Nolan shook his head. “Nope. I asked around in case she was stolen, but nobody ever did come forward to claim her. Plus she was walking funny, so I took her to the veterinarian, and it turned out she had a broken leg.”

“That sucks.”

“I got the better end of the deal.” He picked up another treat. “Give her this.”
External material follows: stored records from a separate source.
PR #1549, opened 2026-04-09
chore(swap): check only JIT Lps for undeployed liquidity

zoheb391:
closes WEB-3252


jerryafr (approved):
instead of removing the previous approach, can we add a feature flag where we can switch between these 2 incase something goes wrong?

PR #1552, opened 2026-04-15
feat(swap, sdk): add broker id to query params to /v2/quote

sukhoviianastasia:


packages/swap/src/quoting/QuoteRequest.ts
```diff
@@ -160,6 +181,10 @@ export default class QuoteRequest {
     this.pools = params.pools;
     this.ccmParams = params.ccmParams;
     this.brokerCommissionBps = params.brokerCommissionBps;
+    this.integrator = params.integrator;
+    this.broker = params.broker;
+    this.userAgent = params.userAgent;
+    this.sdkVersion = params.sdkVersion;
```
sukhoviianastasia: userAgent and sdkVersion might not be necessary

sukhoviianastasia:
i have `brokerIdSs58` in `swap` package and `brokerAccount` in `sdk`. the reason is that `VaultSwapRequest ` in `sdk` already had `brokerAccount` and although they have different functions, conceptually they are same

Quote url will look like this:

“I like my fingers, thanks.”

“Just try.”

Gingerly, I held out the treat, and Juno took it without so much as touching me. Huh. Then she drooled on my leg.

“Ick.”

Nolan laughed and wiped away the gloop with the bottom of his T-shirt, giving me a glimpse of tanned abs he definitely hadn’t had in Virginia.

“Okay, where were we?” He pulled a knife from the block and began chopping a couple of ripe tomatoes.

“We were both bitching about being lonely and unlovable.”

“Right. And I was bellyaching about your lies.”

“I didn’t actually tell you I was dating Chase. You assumed.”

“Can’t we just agree to be open and honest with each other? No more evasiveness, no more stonewalling? Yeah, I get that we both have pasts we don’t like to talk about, but there are times when I think you bend the truth out of habit.”

I shrugged again.

“Why do you do it?” he asked.

“Because knowledge is power,” I muttered. “And I hate that people might have leverage over me.”